After the fireworks on July 4th, we played this game called “Buck, Buck.” Ok, I am going to try and explain it but I am bound to mess it up. First of all, a group of about five big guys get together, lock arms, and bend over. Then, they from the shape of a semi-circle or so. In the same way, a group o guys makes a layer in front of them of four. Then, with the people left over, they jump on top of the group of people. Ok, I know this sounds really dumb or whatever, but seriously, the game itself drew so many people to just watch. Alright, I know I did the game no justice.

Other than that, not too much has changed (which is a huge understatement!). I have definitely got a bunch darker and my hair is a bit longer. Alright, that is it for now.

Monday, June 27, 2005

Tough But Good

Well all, I think the toughest week of project is over.

This past week was just really intense. Basically, during most of our free time, we would go out and talk to people about what they believe, as far as their faith. One of the toughest questions we asked is “What do you think happens after death?” It was sweet to hear all the different perspectives and opinions. At the same time, we would share how we believed that as people we are sinful. However, God gave us this amazing gift through Jesus Christ that we need to accept into our lives.

It was a great week but now I am excited for the coming week because it is all community building, which I love. The week is themed “All for One.”

One of the more ironic but great parts of project has been the choice of computers in my action group. My action group is basically a group of four students and one staff leader. We are a bible study and do a lot of stuff together. One of the great things is that three of us have Apple Powerbooks. How unbelievable is that. That’s right. There are many people that are realizing how superior and Apple is to any other computer.

Anyways, today has been the first day it has consistently rained in weeks. Because of that, I did not have to go to work. How great is that?! Also, a group of us wanted to go to New York this week, but we will see if that actually works out.

For the second time in my life, I went to a laudrymat today. It is kind of weird because I have always done my laundry either at my house, my apartment, or dorm. In a way, it’s a cool experience because it gives me a bunch of time away from everything and everyone to regroup and get things done. However, not being in the comfort of my own place is a bit weird.

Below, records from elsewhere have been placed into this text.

Issue #1226, opened 2026-06-02
feat(auth): break-glass admin MFA reset (--mfa-reset-admin / REST) for enforcement lockout


fjarvis:
## Context
Surfaced by MFA PR3 governance (compliance-officer SHOULD-1, unhappy-path UP-11). With \`--mfa-enforcement=required\` now live (PR3), a single-admin deployment whose sole admin cannot complete login-time enrollment (token expired, transient auth_db write failure) has no in-product recovery path. SOC 2 CC6.6 wants a documented, controlled privileged-access recovery procedure.

## Current state
- A manual DB-surgery break-glass + an "enforcement lockout recovery" runbook exist at \`docs/ops-runbooks/auth-db-recovery.md\` (restart with \`--mfa-enforcement=optional\`, enroll, re-enable). That is the documented stopgap.
- There is no \`admin force-disable MFA for user X\` REST route or CLI (PR1 explicitly deferred it).

## Ask
Add a controlled break-glass: either a \`yuzu-server --mfa-reset-admin <username>\` CLI subcommand, or an admin-gated REST route, that clears a user's MFA enrollment with a mandatory audit row. Tie into the broader break-glass account policy (auth-and-authz skill P0 #3).

## Notes
- Must emit an auditable event (the manual DB path bypasses the audit chain today — a known evidence gap).
- Relates to UP-12 (#file separately): the enrolled-but-no-recovery-codes trap that this would also recover.
- Suggested labels: security, enterprise, compliance, governance-deferred.

🤖 Generated with [Claude Code](https://claude.com/claude-code)

Tr3kkR:
> *This was generated by AI during triage.*

Verified fixed. `server/core/src/main.cpp` now has a `yuzu-server --mfa-reset <username>` CLI subcommand (added in commit `e505d15f`, PR #1235, "feat(auth): break-glass admin MFA reset CLI + enrollment reuse-provisional"): it validates `auth.db` is configured, validates the username (`is_valid_username`), checks user existence, calls `AuthDB::mfa_disable`, and writes a mandatory `mfa.reset.breakglass` audit row (`ev.action = "mfa.reset.breakglass"`, `ev.target_id = mfa_reset_user`, OS-identity-derived principal) before exiting — closing exactly the "manual DB-surgery bypasses the audit chain" gap this issue called out. Went through full `/governance` (authdb + security + cpp-safety + quality-engineer + docs, all PASS per the PR description). Closing.

PR #1735, opened 2026-06-29
feat(auth): hardened mode (--auth-mode=sso-only) + break-glass account (P0 #3)

fjarvis:
## Summary

Closes `/auth-and-authz` gap-matrix **P0 #3** — SOC 2 **CC6.3** (disable local-password fallback) + **CC6.6** (tightly constrained break-glass). Ships **both** halves of Workstream B line 70.

- **`--auth-mode=sso-only`** (`YUZU_AUTH_MODE`, default `standard`) disables the local-password login path fleet-wide — only OIDC SSO mints a session. `POST /login` rejects local logins with the **same generic 401** as a bad password (no enumeration/mode oracle; PBKDF2 skipped). The denial is **metric-only** (`yuzu_auth_local_disabled_total{target}`), never a per-attempt audit row (anti-flood). Boot **fails closed** without OIDC configured.
- **Break-glass account** — `--break-glass-user` is the single exempt principal, exempt **only while armed**. "Armed" is `users.break_glass_armed_until` (AuthDB migration **v4**, one nullable column), a future SQL timestamp evaluated against `CURRENT_TIMESTAMP` like `locked_until`, so it **auto-expires** (`--break-glass-window-secs`, default 24h, capped 30d).
- **Mandatory MFA, two layers.** Boot fails closed if the break-glass user lacks MFA; at login an un-enrolled break-glass account is **hard-denied 403** (`auth.breakglass.denied`) — enrollment is never offered (it would defeat the second factor). An enrolled break-glass login is forced through the TOTP challenge.
- **Arming is an out-of-band host op** — `yuzu-server --break-glass-arm` validates the account, verifies the audit store writable **before** mutating, arms via `UPDATE … RETURNING` (no `sqlite3_changes()`, #1033), and writes `auth.breakglass.armed` attributed to the **kernel OS identity** (mirrors the `--mfa-reset` #1226 contract). Works during an IdP outage (no session needed).
- **Lockout-exempt under sso-only** so an attacker who learns the break-glass username can't spray-lock the escape hatch during the outage it exists for (MFA still gates access; wrong attempts still audited).

New flags: `--auth-mode`, `--break-glass-user`, `--break-glass-window-secs`, `--break-glass-arm` (+ env vars). New audit actions `auth.breakglass.{login,denied,armed}` (`kCritical`); metrics `yuzu_auth_local_disabled_total`, `yuzu_auth_break_glass_login_total`. No proto/REST/ABI change. Existing deployments default to `standard` and are unaffected.

## Security posture

- **Governance pipeline** (9 agents, Gates 2/3/4/6): security-guardian, cpp-safety, cpp-expert, consistency-auditor PASS; happy/unhappy-path, quality-engineer, docs-writer, compliance-officer findings addressed. Two **BLOCKING** failure-modes fixed in a hardening round (UP-1: hard-deny an un-enrolled break-glass login instead of offering enrollment; UP-2: metric-only sso-only denial to avoid audit-flood). Two Gate-8 security re-reviews: PASS.
- **Hermes ×2** (mandatory pre-submission gate — security/auth): both passes confirmed **no authentication bypass or privilege escalation** (non-break-glass sso-only login, break-glass without a 2nd factor incl. the MFA-cleared race / enrollment / token-forgery / replay, SQL injection, UAF/double-free — all infeasible). The availability findings (break-glass lockout DoS, window cap, soft-deleted error precision) are fixed; the timing residue and cross-DB arm/audit non-atomicity are documented accepted trade-offs.
- Change record: `docs/security-reviews/auth-hardened-mode-2026-06-29.md`.

## Resource ledger (C++)

`AuthDB::break_glass_status` / `arm_break_glass` each own one `sqlite3_stmt*` — prepared then `sqlite3_finalize`d on every path incl. early error returns (mirrors `lockout_status`/`record_failed_login`; `RETURNING`, no `sqlite3_changes()`). The `--break-glass-arm` one-shot constructs a stack `AuditStore` (RAII). No new fd/HANDLE/thread/raw-alloc/cast.

## Tests

- `tests/unit/server/test_auth_break_glass.cpp` — DB accessors + `break_glass_account_problem` validator.
- `tests/unit/server/test_auth_routes_hardened.cpp` — wire path: generic-401 no-oracle, metric-only denial, exempt-only-while-armed, hard-deny of an un-enrolled break-glass login, wrong-password-is-normal-failure, lockout exemption.
- 19 cases / 187 assertions; full `[auth][mfa][lockout]` suite **1667 assertions green**; server build + link clean; CLI smokes (help, sso-only fail-closed, window cap).

## Deferred follow-ups (tracked as issues)

`--break-glass-disarm` + an arm-expiry/disarm audit event; an OIDC-reachability boot probe (a syntactically-valid-but-unreachable issuer + no break-glass = silent lockout); audit result-vocab normalization (`ok` vs `success`, route vs CLI); config-rename / clock-skew / mode-toggle edge cases; a full `--break-glass-arm` one-shot integration test (needs an MFA-enroll CLI / test-binary mode).


fjarvis:
Deferred follow-ups from the governance + Hermes review are tracked as:
- #1736 — `--break-glass-disarm` + arm-expiry/disarm audit event (compliance)
- #1737 — OIDC-reachability boot probe / sso-only silent-lockout trap (Hermes-C / UP-8)
- #1738 — end-to-end `--break-glass-arm` CLI one-shot test (quality; blocked on an MFA-enroll CLI / test-binary mode)

The audit result-vocab (`ok` vs `success`, route vs CLI one-shot) normalization is codebase-wide and intentionally not touched here.

server/core/src/main.cpp
```diff
@@ -921,6 +1080,55 @@ int main(int argc, char* argv[]) {
...
 
+    // ── Hardened auth mode guard + posture (SOC 2 CC6.3/CC6.6) ──
+    // Runs HERE (just before serving), after every host-CLI one-shot has already
+    // early-returned, so --break-glass-arm / --mfa-reset are never blocked by it.
+    if (cfg.auth_mode == "sso-only") {
+        // sso-only disables the local-password path, so OIDC must be configured
+        // or every operator is locked out (the break-glass account is for an IdP
+        // OUTAGE, not for never wiring SSO at all). Fail closed rather than
+        // booting an unreachable server.
+        if (cfg.oidc_issuer.empty()) {
```
Tr3kkR: **HIGH — `sso-only` can boot with no usable OIDC login path**  _(Codex + Kimi, both confirmed; also verified independently)_

This guard rejects `sso-only` only when `oidc_issuer` is empty, but the OIDC provider is constructed/enabled only when **both** `oidc_issuer` *and* `oidc_client_id` are set (`oidc_provider.hpp:29` `is_enabled()`, `server.cpp:849`). So `--auth-mode=sso-only --oidc-issuer=https://idp/...` **with no client-id passes this guard**, yet `/auth/oidc/start` returns 404 (`auth_routes.cpp:1624`) and local-password login is disabled — SSO is silently non-functional. The guard's documented fail-closed purpose (`docs/auth-architecture.md:156-159`) isn't met.

A working break-glass account is boot-mandatory under `sso-only`, so this is "the emergency account is your only way in," not a *total* lockout — but it still defeats the boot guard's stated guarantee and contradicts the shipped doc.

**Fix:** gate on the same predicate as OIDC enablement — require non-empty `oidc_issuer` **and** `oidc_client_id` (prefer a shared `is_enabled()`-style helper). Add a startup/route test for the issuer-without-client-id case.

One of the guys in my action group let me borrow a CD by Passion, called “How Great Thou Art.” For those of you who are into worship music, I would totally recommend it.

Other than that, it has been a good week and project has been going well.

Tuesday, June 21, 2005

Deals, Steaks, and Sunburn

Here I am folks, four weeks into summer project and still trying to find time for everything.

Summer project is a lot like freshman year of college. You meet a ton of new people and there is always something to do with somebody. Whether you want to go play basketball, hang out, have a deep conversation, or just play MAFIA, you can always find a group of people to do it with. There are also the infamous phone number exchanges. Many times, at least during freshman year, I would exchange my phone number with everyone I came in contact with. Midway through the semester, I did not know half the people in my phone book. While it is a little different on summer project, everyone is getting around to exchanging phone numbers, e-mail addresses, etc.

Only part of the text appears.